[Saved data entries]
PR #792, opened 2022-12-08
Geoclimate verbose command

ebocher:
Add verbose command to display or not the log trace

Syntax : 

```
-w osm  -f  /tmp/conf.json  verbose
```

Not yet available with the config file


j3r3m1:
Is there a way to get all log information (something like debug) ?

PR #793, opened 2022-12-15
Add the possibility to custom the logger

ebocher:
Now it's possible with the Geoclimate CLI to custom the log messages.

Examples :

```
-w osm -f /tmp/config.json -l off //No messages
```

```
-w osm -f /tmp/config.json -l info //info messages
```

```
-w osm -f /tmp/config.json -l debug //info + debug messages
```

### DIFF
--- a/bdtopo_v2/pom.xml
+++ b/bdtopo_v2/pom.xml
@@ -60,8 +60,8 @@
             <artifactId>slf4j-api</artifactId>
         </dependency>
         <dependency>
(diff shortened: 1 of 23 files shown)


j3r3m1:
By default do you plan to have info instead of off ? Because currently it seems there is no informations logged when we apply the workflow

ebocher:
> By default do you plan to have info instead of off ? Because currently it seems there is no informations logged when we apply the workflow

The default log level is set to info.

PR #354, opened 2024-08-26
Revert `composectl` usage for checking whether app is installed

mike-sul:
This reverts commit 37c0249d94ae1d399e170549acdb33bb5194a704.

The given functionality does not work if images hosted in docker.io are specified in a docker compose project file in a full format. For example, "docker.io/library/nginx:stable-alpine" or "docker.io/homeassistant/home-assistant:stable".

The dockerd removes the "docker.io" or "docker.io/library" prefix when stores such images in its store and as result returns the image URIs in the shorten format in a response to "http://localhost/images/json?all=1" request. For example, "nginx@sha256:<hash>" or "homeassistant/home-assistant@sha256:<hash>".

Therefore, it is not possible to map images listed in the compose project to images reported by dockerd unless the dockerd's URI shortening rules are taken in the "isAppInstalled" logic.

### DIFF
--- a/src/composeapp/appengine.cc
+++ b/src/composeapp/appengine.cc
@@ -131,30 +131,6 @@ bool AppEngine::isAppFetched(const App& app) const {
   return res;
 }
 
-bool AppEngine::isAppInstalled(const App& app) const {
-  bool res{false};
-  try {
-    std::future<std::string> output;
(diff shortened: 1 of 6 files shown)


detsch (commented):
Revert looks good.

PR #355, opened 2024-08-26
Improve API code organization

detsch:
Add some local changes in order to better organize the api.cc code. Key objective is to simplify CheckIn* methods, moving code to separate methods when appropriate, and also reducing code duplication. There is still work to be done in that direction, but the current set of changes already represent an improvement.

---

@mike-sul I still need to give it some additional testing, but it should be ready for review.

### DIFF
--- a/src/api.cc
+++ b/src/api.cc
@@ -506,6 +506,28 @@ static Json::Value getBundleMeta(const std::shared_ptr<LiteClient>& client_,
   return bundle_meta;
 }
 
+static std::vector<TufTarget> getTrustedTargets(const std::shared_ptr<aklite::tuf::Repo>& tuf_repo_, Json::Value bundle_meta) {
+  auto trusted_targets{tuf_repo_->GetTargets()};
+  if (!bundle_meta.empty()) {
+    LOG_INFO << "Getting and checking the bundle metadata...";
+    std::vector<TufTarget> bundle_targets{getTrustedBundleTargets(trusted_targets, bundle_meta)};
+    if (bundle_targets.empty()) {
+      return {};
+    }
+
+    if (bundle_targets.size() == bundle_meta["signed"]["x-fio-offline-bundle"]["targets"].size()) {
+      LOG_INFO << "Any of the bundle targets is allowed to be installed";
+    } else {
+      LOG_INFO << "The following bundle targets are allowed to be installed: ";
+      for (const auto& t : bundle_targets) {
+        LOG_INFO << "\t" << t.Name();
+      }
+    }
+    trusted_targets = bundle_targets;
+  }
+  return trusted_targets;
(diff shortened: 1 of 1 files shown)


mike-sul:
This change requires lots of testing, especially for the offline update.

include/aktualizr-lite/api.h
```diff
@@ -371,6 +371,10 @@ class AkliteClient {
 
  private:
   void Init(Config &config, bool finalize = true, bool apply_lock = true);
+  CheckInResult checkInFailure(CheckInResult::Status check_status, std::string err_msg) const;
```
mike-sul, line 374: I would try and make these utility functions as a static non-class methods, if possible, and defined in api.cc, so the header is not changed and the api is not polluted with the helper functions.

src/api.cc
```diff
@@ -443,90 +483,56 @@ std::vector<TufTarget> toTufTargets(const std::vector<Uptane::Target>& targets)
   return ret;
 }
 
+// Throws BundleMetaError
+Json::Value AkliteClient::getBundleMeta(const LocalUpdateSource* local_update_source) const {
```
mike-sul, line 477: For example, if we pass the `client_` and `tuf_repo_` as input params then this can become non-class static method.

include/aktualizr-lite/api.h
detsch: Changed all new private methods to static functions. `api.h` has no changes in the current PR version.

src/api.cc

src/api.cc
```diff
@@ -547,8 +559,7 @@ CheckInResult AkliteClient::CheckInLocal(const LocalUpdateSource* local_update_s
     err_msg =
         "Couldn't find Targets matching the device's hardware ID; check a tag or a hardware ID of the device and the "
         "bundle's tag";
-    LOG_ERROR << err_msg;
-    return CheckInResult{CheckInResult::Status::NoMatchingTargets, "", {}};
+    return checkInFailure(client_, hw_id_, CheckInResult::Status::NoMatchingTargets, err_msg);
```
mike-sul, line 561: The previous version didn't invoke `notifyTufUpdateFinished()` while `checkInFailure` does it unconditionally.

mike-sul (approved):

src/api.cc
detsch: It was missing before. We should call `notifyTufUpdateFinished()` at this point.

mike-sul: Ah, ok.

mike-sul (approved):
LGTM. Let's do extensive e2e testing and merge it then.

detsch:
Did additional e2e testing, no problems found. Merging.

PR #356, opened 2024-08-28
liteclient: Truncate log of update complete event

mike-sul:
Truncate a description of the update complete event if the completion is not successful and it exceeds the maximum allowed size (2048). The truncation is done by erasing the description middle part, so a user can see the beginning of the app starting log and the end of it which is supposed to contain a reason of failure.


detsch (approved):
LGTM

WORK REQUEST:
Return each line of the data above that includes the word "offline".

EXERCISE ANSWER:
+    if (bundle_targets.size() == bundle_meta["signed"]["x-fio-offline-bundle"]["targets"].size()) {
This change requires lots of testing, especially for the offline update.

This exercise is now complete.